Albercio menutup mulutnya dengan telapak tangan, berusaha menahan tawanya. Dia masih inget dengan jelas gimana hepinya Bebi tadi. Malah cuma cewek itu satu-satunya turis yang bisa dibilang paling heboh dan paling bersemangat. Pokoknya 11-12 sama bocah yang udah sehepi itu kalo ketemu air deh, padahal umurnya udah hampir kepala tiga!
"Makasih ya, Al." Suara serak Bebi tiba-tiba mengalihkan dunia .. eh perhatian Albercio.
"Kenapa, Yank? Kok kebangun?"
Bebi menggeleng pelan. Matanya masih setengah terpejam. "Lo kenapa belom tidur?"
"Belom ngantuk, Yank. Kamu lanjut tidur lagi ya. Maaf kalo saya jadi membangunkan kamu."

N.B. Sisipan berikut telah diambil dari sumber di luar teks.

PR #180, opened 2023-05-22
Port IQmath Library

suda-morris:
This library was obtained from TI's MSPM0 SDK, licensed under BSD-3-Clause:

image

Sekali lagi Bebi menggeleng pelan. "Gak apa-apa. Lo jangan tidur malem-malem ya. Gue gak mau kamu sakit."
Albercio mengangguk. Ini kali kedua Bebi memberi perhatian untuknya. Walopun dengan cara yang simpel dan sederhana. "I know you love me, Bebi."
Bebi gak menjawab. Dirinya terlalu digelayuti rasa kantuk dan lelah. Namun, lengan cewek itu tiba-tiba merengkuh pinggang Albercio erat-erat membuat tubuh atletis Albercio merapat ke tubuh Bebi.
*
Albercio memijit pelipisnya dengan lelah. Matanya masih memandang lurus ke layar laptop di hadapannya yang sedang menampilkan sederet nominal angka beberapa digit. Data keuangan dan data karyawan di perusahaan lain yang baru aja dikuasainya. Diliriknya selintas jam dinding yang menunjukkan pukul setengah satu pagi.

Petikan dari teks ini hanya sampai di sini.